Photo: Jacques Boissinot The Canadian Press Prime Ministers François Legault and Justin Trudeau met Monday in Quebec.

At the end of a meeting with François Legault, Justin Trudeau agrees to impose new French requirements on temporary workers linked to the federal system and will send $750 million to Quebec to cover the services offered to applicants asylum from 2021 to 2023. Despite these commitments, the CAQ Prime Minister, who arrived at his bilateral meeting with a new quantified request, came away “disappointed”.

“We have made some progress, but there is still a lot, a lot of work to do,” summarized François Legault on Monday, at the end of an exchange of about an hour exclusively devoted to the theme of immigration. His federal counterpart had just presented him with a list of measures aimed at responding to the “emergency” generated, according to the CAQ Prime Minister, by the massive arrival in Quebec of temporary immigrants.

Concretely, Justin Trudeau's government will respond to three-quarters of Quebec's financial requests to compensate for the costs incurred in 2021, 2022 and 2023 in welcoming asylum seekers. The Legault government demanded a billion dollars. “We’re going to take the 750 million. We would have liked to have had the one billion, but we are going to take the 750 million,” Mr. Legault said on Monday during a press briefing held at the Château Frontenac, in Quebec.

In addition to these additional funds, Ottawa will work “with other provinces to promote the voluntary movement of [asylum] seekers outside of Quebec.” In December, Statistics Canada counted nearly 177,000 in Quebec alone. To reduce this number, Ottawa will set up a working group expected to make recommendations by the end of August.
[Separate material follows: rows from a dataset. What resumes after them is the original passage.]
PR #3853, opened 2026-09-03
feat(copilot-cli): capture lifecycle hooks instead of MCP-only

ARosentiehl24:
## Summary

Copilot CLI was an MCP-only IDE: search tools worked, but nothing was captured. The host already has user-level hooks (`~/.copilot/hooks/*.json`). This wires them into the unified `hook copilot <event>` pipeline so tool use becomes observations, not just stored prompts.

## What

- `copilot` / `copilot-cli` adapter: camelCase Copilot payloads plus snake_case aliases; unwraps `toolResult.textResultForLlm` (the documented `postToolUse` shape).
- Installer writes `~/.copilot/hooks/claude-mem.json` with `exec`/`args` (no shell), `cwd` = home, and dual-writes MCP to `~/.copilot/mcp-config.json` and `~/.github/copilot/mcp.json`.
- `npx claude-mem install --ide copilot-cli` is hooks + MCP (no longer MCP-only). Uninstall removes only `claude-mem.json`.
- Claude CLI version probe runs with `cwd=$HOME` so a deleted worker cwd does not look like “Claude executable not found”.
- Docs: `docs/public/copilot-cli/setup.mdx` + nav + installation mention.

Events: `sessionStart` → context, `userPromptSubmitted` → session-init, `postToolUse` / `postToolUseFailure` → observation, `sessionEnd` → summarize.

## Test plan

- [x] `npm run typecheck`
- [x] `bun test tests/copilot-cli-compat.test.ts` (15 pass)
- [x] Live Copilot CLI session: prompts stored, tools enqueued, Haiku XML observations synced to Chroma after worker restart + `CLAUDE_CODE_PATH` to the real binary

## Notes

- Copilot CLI is the **host**, not the observer billing provider.
- `community-edge` is still on 13.10.x; this targets `main` (13.23) like other current PRs.


stantheman0128:
Support. Copilot CLI as a host needs the same hook pipeline as Claude Code, not MCP-only capture.

`exec`/`args` with no shell is the installer shape we want. `cwd=$HOME` on the Claude probe, so a deleted worker cwd does not look like a missing binary, is the right fail-loud.

On Windows I would still want a test that the hook argv is a real path (not a login-shell PATH rebuild) and that a missing Copilot binary fails visible. Happy to leave that as a follow-up if the live Copilot CLI session already covers it.

thedotmack:
NIGHT SHIP Batch F — Gate **SKIP** (feature, not a mergeable bugfix). Leaving open; not merging in this batch.

thedotmack:
Routing to **#3611 (plan-23, Host Integration Contracts)** — Copilot CLI is named on that master, and this is precisely its shape: an adapter that speaks the host's real payload (`toolResult.textResultForLlm`, camelCase with snake_case aliases) plus an installer that writes the hooks file the host actually loads, with a compat test to hold it.

Staying open. It's `MERGEABLE` and carries `tests/copilot-cli-compat.test.ts`, which is the contract-test discipline plan-23 asks for; the Windows workflow change is a reasonable rider.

Recommendations which should be “implemented in September”.

“[These are] elements on which we are already working to remove a little bit of the pressure on Quebec”, affirmed Mr. Trudeau, a few minutes after his counterpart's speech, and on a separate floor.

New French requirements

In March, Prime Ministers Trudeau and Legault met in Montreal for a first meeting on the theme of immigration, at the end of which the head of the federal government refused to entrust all powers in the area to Quebec. . Mr. Legault, however, welcomed Ottawa's openness to imposing French language requirements on temporary immigrants in the International Mobility Program (PMI).

Mission accomplished for the CAQ Prime Minister on this front: “workers renewing their work permit after three years under the PMI will have to prove their skills in French,” offered Mr. Trudeau on Monday. This is a mirror measure to that which the Legault government is preparing to impose on temporary workers who fall under Quebec's jurisdiction, namely those in the Temporary Foreign Worker Program (TFWP).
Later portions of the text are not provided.